### 9.2. Applications

Many applications contain two or more unknowns that must be found. To solve such problems, we must write as many independent equations as there are unknowns. Otherwise, it is not possible to obtain numerical answers.

Set up these problems as we did in Chap. 3, and solve the resulting system of equations by any of the methods of this chapter.

We give applications from several branches of technology, so you can find problems that apply to your field. However, you may want to try some applications outside your own field. Everything you need to tackle such problems is given in these pages. Having some familiarity with branches of technology other than your own will make you more valuable on the job.

#### 9.2.1. Uniform Motion Applications

Recall from Chap. 3 that motion is called uniform when the speed does not change. These problems can be set up using the simple formula,

NOTE

rate × time = distance

## Example 14:

A delivery truck is traveling at 40 mi/h.
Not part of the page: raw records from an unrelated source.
PR #396, opened 2020-03-31
Set mirrors only if not empty

YangKeao:

Makefile will pass empty MIRROR into Dockerfile, and this will override the default settings for ARG MIRROR.

### Check List 

Tests 

 - Manual test

Code changes

 - Has Go code change


images/chaos-kernel/Dockerfile
```diff
@@ -7,7 +7,8 @@ ARG MIRROR=http://archive.ubuntu.com/ubuntu
 
 RUN apt-get update && apt-get install -y ca-certificates gnupg2 wget
 
-RUN sed -i "s|http://archive.ubuntu.com/ubuntu|$MIRROR|g" /etc/apt/sources.list
+RUN if [ ! -z "$MIRROR" ]; then sed -i "s|http://archive.ubuntu.com/ubuntu|$MIRROR|g" /etc/apt/sources.list; fi
```
zhouqiang-cl: 😯

PR #408, opened 2020-04-09
Add e2e into CI

Yisaer:
Add e2e into ci

```release-note
NONE
```


ci/pingcap_chaos_mesh_build_kind.groovy
```diff
@@ -0,0 +1,252 @@
...
+import groovy.transform.Field
+
+@Field
+def podYAML = '''
+apiVersion: v1
+kind: Pod
+metadata:
+  labels:
+    # we pretend as tidb-operator in order not to meet tidb-operator-e2e job in the same node
+    app: tidb-operator-e2e
```
Yisaer, line 14: we would share same cluster with tidb-operator-e2e, so we pretend ourselves like tidb-operator-e2e in order not to run both kind of e2e job in one node.

test/e2e/config/config.go
```diff
@@ -0,0 +1,31 @@
+// Copyright 2019 PingCAP, Inc.
```
fewdan, line 1: s/2019/2020/g

Yisaer: updated.

PR #417, opened 2020-04-13
Revise install scripts

Yisaer:
Current installing command would install the binary and edit the user's bin path. This request it to install the binary we want into the specific dir ($porject/output/bin) and use these specific binary (e.g: $OUTPUT_BIN/kind) in our scripts.

Related changes

```release-note
NONE
```


hack/kind-cluster-build.sh
```diff
@@ -132,91 +134,16 @@ EOF
...
 echo "start to create k8s cluster"
-kind create cluster --config ${configFile} --image kindest/node:${k8sVersion} --name=${clusterName}
-kind get kubeconfig --name=${clusterName} > ${kubeconfigPath}
+${KIND_BIN} create cluster --config ${configFile} --image kindest/node:${k8sVersion} --name=${clusterName}
+${KIND_BIN} get kubeconfig --name=${clusterName} > ${kubeconfigPath}
 export KUBECONFIG=${kubeconfigPath}
 
-echo "deploy docker registry in kind"
-registryNode=${clusterName}-control-plane
-registryNodeIP=$(kubectl get nodes ${registryNode} -o template --template='{{range.status.addresses}}{{if eq .type "InternalIP"}}{{.address}}{{end}}{{end}}')
```
Yisaer, line 141: As we could use `kind load docker-image`, the registry daemon is no longer needed.

zhouqiang-cl:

After the truck has a 35-mile head start, a car leaves from the same place traveling at 65 mi/h, to overtake the truck. (a) How long will it take the car to overtake the truck? (b) How far from the starting point will the car overtake the truck?

Solution: Let t = time for the car to overtake the truck, in hours, and d = distance from starting point to where car overtakes truck, in miles.

1. For each vehicle, rate × time = distance, so noting that in t hours the truck travels 35 fewer miles than the car, we write;

Subtracting ...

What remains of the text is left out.